*** Opening EXERCISE INPUTS ***

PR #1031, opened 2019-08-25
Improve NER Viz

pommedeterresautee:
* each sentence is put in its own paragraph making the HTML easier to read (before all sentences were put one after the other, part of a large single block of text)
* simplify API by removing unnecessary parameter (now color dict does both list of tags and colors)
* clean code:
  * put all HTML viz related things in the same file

*** Closing EXERCISE INPUTS ***

YOUR GOAL. Exact copies of all the entries above are required.

OUTPUT OF THE EXERCISE.
PR #1031, opened 2019-08-25
Improve NER Viz

pommedeterresautee:
* each sentence is put in its own paragraph making the HTML easier to read (before all sentences were put one after the other, part of a large single block of text)
* simplify API by removing unnecessary parameter (now color dict does both list of tags and colors)
* clean code:
  * put all HTML viz related things in the same file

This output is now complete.